Kini Japra tinggal seorang diri. Ia melanjutkan pekerjaan ayahnya di tempat ayahnya mengatur lalu lintas sekaligus di tempat ayahnya meninggal dunia dulu. Pria asli Betawi ini tak pernah menyerah menghadapi cobaan yang datang menghampirinya. Dengan kondisi fisik yang serba kekurangan ia selalu hidup dengan tersenyum. Sikapnya terhadap orang lain sangat hangat. Ia sering menyapa tetangga-tetangga dan orang yang ia kenal. Kehidupannya selalu penuh dengan tawa, karena ia adalah orang yang pandai sekali melawak. Hal itu jugalah yang membuat Japra mempunyai banyak teman. Bahkan karena kehangatan, keramahan, kebaikan, dan kelucuan yang ia miliki, Japra berhasil mendapatkan sebuah cinta. Cinta dari seorang wanita cantik yang tidak menilai orang dari fisiknya tetapi melihat dari kelembutan hatinya. Wanita itu bernama Aliah. Aliah adalah salah satu tetangga Japra. Awalnya orang tua wanita berkulit hitam manis itu menentang hubungan mereka, tapi lama-kelamaan hati kedua orang tua Aliah luluh melihat cinta anaknya yang begitu besar terhadap Japra. Japra si mungil menikah pada usia 27 tahun sedangkan Aliah pada saat itu berumur 21 tahun.

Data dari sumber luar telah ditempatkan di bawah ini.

PR #1764, opened 2021-02-14
Fix broken postinst script

kimw:
`:` is required to make sure the final postinst-script is legal. Otherwise, it will be looks as below, sometimes,

```sh
if ! systemctl is-enabled <%= service %> >/dev/null 
then   # <--- broken here
else
    $debsystemctl restart <%= service %> >/dev/null || true
fi
```


Forage:
Duplicate PR of #1752

kimw:
Thanks for the report. PR closed.

kimw:
Any news about this issue, please move your step to #1752.

PR #1772, opened 2021-03-17
Use a newer version of ffi for Apple M1

al45tair:
Apple Silicon Macs need a newer version of ffi (I think 1.14 or so).

### DIFF
--- a/fpm.gemspec
+++ b/fpm.gemspec
@@ -47,9 +47,15 @@ Gem::Specification.new do |spec|
   spec.add_dependency("childprocess", "< 1.0.0") # license: ???
 
   # For calling functions in dynamic libraries
-  # This is pinned because 1.13.0 requires Ruby 2.3 or later
-  # Ref: https://github.com/jordansissel/fpm/issues/1708
-  spec.add_dependency("ffi", "~> 1.12.0") # license: GPL3/LGPL3
+  if (Gem::Platform.local.os == "darwin" &&
+      Gem::Platform.local.cpu == "arm64")
+    # Apple Silicon Macs need ffi 1.14 at least (I tested 1.15)
+    spec.add_dependency("ffi", "~> 1.15")
+  else
+    # This is pinned because 1.13.0 requires Ruby 2.3 or later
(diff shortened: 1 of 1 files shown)


fpm.gemspec
```diff
@@ -47,9 +47,15 @@ Gem::Specification.new do |spec|
   spec.add_dependency("childprocess", "< 1.0.0") # license: ???
 
   # For calling functions in dynamic libraries
-  # This is pinned because 1.13.0 requires Ruby 2.3 or later
-  # Ref: https://github.com/jordansissel/fpm/issues/1708
-  spec.add_dependency("ffi", "~> 1.12.0") # license: GPL3/LGPL3
+  if (Gem::Platform.local.os == "darwin" &&
+      Gem::Platform.local.cpu == "arm64")
```
onnimonni, line 51: At least on my M1 machine `Gem::Platform.local.cpu` returns `universal` instead of `arm64` 🤷

jordansissel:
Unfortunately, `gem build` turns the `.gemspec` file into YAML which doesn't support executable conditions as your change proposes.

You can observe this by looking at the output, and here's what it looks like when I run it from master:

```
% gem build fpm.gemspec
% tar -xf fpm-*.gem -O metadata.gz | gzip -dc
...
dependencies:
- !ruby/object:Gem::Dependency
  name: ffi
  requirement: !ruby/object:Gem::Requirement
    requirements:
    - - "~>"
      - !ruby/object:Gem::Version
        version: 1.12.0
```

I'm still searching for a way to solve this ffi version problem.

jordansissel:
https://github.com/jordansissel/fpm/issues/1795 -- I'm to try removing `ffi` from fpm's dependency list.

jordansissel:
#1785 is resolved by #1786 which removes the `ffi` dependency entirely from ffi! Woo!

Thank you for this proposed change. I'm closing this now since I believe this issue to be resolved by #1786. 

One note, though: I don't have an M1 mac, so I don't have easy access to test that this issue is resolved. If you can, please test the next release and let me know :)

PR #1785, opened 2021-05-11
dir.rst: First example also requires trailing slash

zoeimogen:


jordansissel (approved):

jordansissel:
Thanks for the improvement! :)

Issue #1795, opened 2021-06-17
Discussion: fpm, ruby, ffi version conflicts


jordansissel:
The spread of ruby versions, platforms, and dependencies is making it harder and harder to provide a good user experience when installing and using fpm.

Problem situation:

In #1709, we pinned a dependency ffi to the 1.12.x branch to enable support for Ruby 2.2 and older. However, this causes problems for Apple M1 OSX users who need ffi 1.14 or newer. Further, some platforms distributing Ruby 3.0 will only make newer versions of ruby ffi available. If we allow any version _newer_ than 1.12, these older rubies will likely still fetch the _newer-and-incompatible_ ffi versions.

This is largely an impossible situation where a "simple" solution needlessly punishes some population of users. Do we make it harder for Mac users? or do we make it harder for CentOS 7 users? It's a tough situation just leaving me feeling sour.

This crossroads is giving me some pause. I'm not sure exactly what solution will come.

Focusing just on _ffi_, I wonder if we can remove `ffi` as a dependency?

If I look at the Gemfile.lock for the dependency tree, I see that fpm has dependencies on `ruby-xz` and `childprocess` both of which require ffi.

* lib/fpm/package/freebsd.rb does `require "xz"`
* lib/fpm/util.rb does `require "childprocess"`
* lib/fpm/util.rb uses FFI to access `mknod`

If we can replace these, fpm's need for `ffi` is eliminated.

jordansissel:
Related issues: #1772, #1649, #1709, #1783, #1770, #1742, #1713, #1708, #1638

jordansissel:
In hindsight, removing `ffi` seems critical now given the previous comment listing 9 issues caused by `ffi` incompatibilities with Ruby versions.

jordansissel:
I asked upstream for guidance, if any, and got a somewhat confusing response -- maybe I didn't provide enough context... https://github.com/ffi/ffi/issues/906

jordansissel:
Removing `xz` from the `freebsd.rb` could be done by using external program `xz`. We have a way to check for a program's presence using `program_exists?` and `program_in_path?`. The test suite uses this as well as the `pear` package support:

https://github.com/jordansissel/fpm/blob/72a925b048053f226eacd88b7ce2558e41b722db/lib/fpm/package/pear.rb#L39-L41

In particular for freebsd.rb, replacing this section with non-ffi code:

[...]

PR #1796, opened 2021-06-18
Work in progress: Remove FFI as a dependency

jordansissel:
In this PR, the following changes shall occur:

* [X] Replace ChildProcess library with Ruby standard `Process.spawn`
* [X] Replace FFI providing `mknod` syscall with Ruby standard methods, where possible.
* [x] Replace FreeBSD package support `xz` library with external `xz` program.

Acceptance criteria: fpm can be installed without any `ffi` gem dependency.

Expected outcomes, all of the following:
* Ruby 2.0-2.2 shall be supported again? (Needs more research)
* New Apple M1 Macs shall be able to use fpm successfully.
* Newer Arch systems which ship only Ruby FFI 1.15 shall be able to use fpm successfully

This PR aims to address issues listed in #1795

### DIFF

Kebahagiaan Japra pada saat itu sungguh tak terhingga. Ia yang serba kekurangan mendapatkan berkah yang tak ternilai dari Tuhan. Kebahagiaannya makin bertambah setelah ia mendapatkan dua orang anak kembar dari istri yang sangat dicintainya. Japra memberikan nama Hasan dan Husein pada mereka. Kedua anaknya tumbuh dengan normal, tidak seperti Japra. Anak kembar itu juga mempunyai otak yang sangat cerdas. Hasan sangat pandai matematika, sedangkan Husein sangat ahli di bidang pengetahuan alam. Saat mereka SMP (Sekolah Menengah Pertama) mereka mendapatkan beasiswa. Beasiswa itu mengalir sampai mereka duduk di bangku kuliah. Hasan mendapatkan beasiswa kuliah di Singapur, sedangkan Husein mendapatkan beasiswa di Universitas Indonesia. Hal-hal itulah yang membuat Japra selalu bersyukur tiada henti pada Sang Maha Adil.

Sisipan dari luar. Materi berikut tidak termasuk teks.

PR #1797, opened 2021-06-24
add 'brew install rpm' as a prerequisite in the OSX/macOS section

ajoslin103:
add 'brew install rpm' as a prerequisite in the OSX/macOS section

### DIFF
--- a/docs/installing.rst
+++ b/docs/installing.rst
@@ -18,6 +18,8 @@ like OSX, come with Ruby already, but some do not. Depending on your operating s
 On OSX/macOS::
 
     brew install gnu-tar
+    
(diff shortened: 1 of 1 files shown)


jordansissel:
Nice! Thank you for improving fpm :)

ajoslin103:
I have been absolutely a fan of fpm since I found it back around 2015 ?

So long ago I can't remember !!

I've used it to make RH & Mac packages and tout it every time I'm asked (and a lot of times when I'm not!!)

Thank you for this program !!

jordansissel:
6 years! I’m glad fpm keeps bringing good results :)

<3

PR #1865, opened 2021-12-03
Fix regression in Provides parser for Debian packages

Lekensteyn:
Allow periods and plus in package name to match the Debian docs:

    "Package names (both source and binary, see Package) must consist
    only of lower case letters (a-z), digits (0-9), plus (+) and minus
    (-) signs, and periods (.). They must be at least two characters
    long and must start with an alphanumeric character."

Also note that the previous filter `A-z` would accidentally match
characters such as `^` by accident. Underscores are also invalid
(presumably to avoid breaking parsers of things like
`name_version_arch.deb`. Both issues have been fixed.

Fixes #1829


Lekensteyn:
Odd, `make test` fails. Investigating:
```
  1) FPM::Package::Deb#output with Provides values should reject 'NotValid'
     Failure/Error: insist { original.output(target) }.raises FPM::InvalidPackageConfiguration
     Insist::Failure:
       Expected exception 'FPM::InvalidPackageConfiguration' but none was raised
     # ./spec/fpm/package/deb_spec.rb:442:in `block (4 levels) in <top (required)>'

  2) FPM::Package::Deb#output with Provides values should reject 'not_valid'
     Failure/Error: insist { original.output(target) }.raises FPM::InvalidPackageConfiguration
     Insist::Failure:
       Expected exception 'FPM::InvalidPackageConfiguration' but none was raised
     # ./spec/fpm/package/deb_spec.rb:442:in `block (4 levels) in <top (required)>'
```

Lekensteyn:
Updated the patch to account for conflicts due to commit 88c1e6ab0abf634993b8fbfe6202d42e04010ca7 (which fixed the period issue and already adds a link to the docs), and commit f898ef82326055afee53c2bb7baf33efbf16dfa1 (which split the regex onto multiple lines).

The original bug (disallowing `+` and accepting things such as `^` due to `A-z`) will be fixed by this PR.

PR #1878, opened 2022-02-24
Restore development_dependency on `rake`

### LINKED ISSUE #1877: Removing `rake` as a development_dependency causes the test suite to fail.
Commit db9db670c39a84dccc92123eed4413bf09d89bc5 removed `rake` as a development dependency. I was pretty sure rake wasn't used in `fpm`'s development environment, so this seemed safe.

However, `rspec` (the test suite) now fails:

```
% bundle exec rspec
bundler: failed to load command: rspec (/home/jls/.rbenv/versions/3.0.2/bin/rspec)
/home/jls/projects/fpm/lib/fpm/rake_task.rb:3:in `require': cannot load such file -- rake (LoadError)
	from /home/jls/projects/fpm/lib/fpm/rake_task.rb:3:in `<top (required)>'
	from /home/jls/projects/fpm/spec/fpm/rake_task_spec.rb:3:in `require'
...
```

`lib/fpm/rake_task.rb` was added in 2014 (#756). 

Thoughts:
- I don't have any reason to _remove_ this functionality.
- adding `rake` as a regular dependency might be ok
- but [new versions of Rake require Ruby 2.2 or newer](https://github.com/ruby/rake/blob/5c60da8644a9e4f655e819252e3b6ca77f42b7af/rake.gemspec#L98).
- older versions (12.3.3 and below) of rake cause Dependabot and other automated bots to harass me as a maintainer.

Sekarang di usianya yang sudah 47 tahun, Japra melewati hari-harinya yang sangat indah. Kehadiran istri dan anak kembarnya menambah ketenangan hati Japra. Masa depan anaknya sangat cerah. Setelah anaknya berhasil nanti ia sudah tidak perlu lagi bekerja sebagai pembantu pengatur lalu lintas. Ia hanya tinggal merasakan hasil jerih payahnya dalam mendidik dan menghidupi kedua anaknya itu. Bagi Japra, kekurangan bukanlah sesuatu yang menyedihkan dan harus di ratapi, akan tetapi kekurangan adalah jalan untuk selalu berusaha agar hidup untuk menjalani kekurangan itu menjadi indah.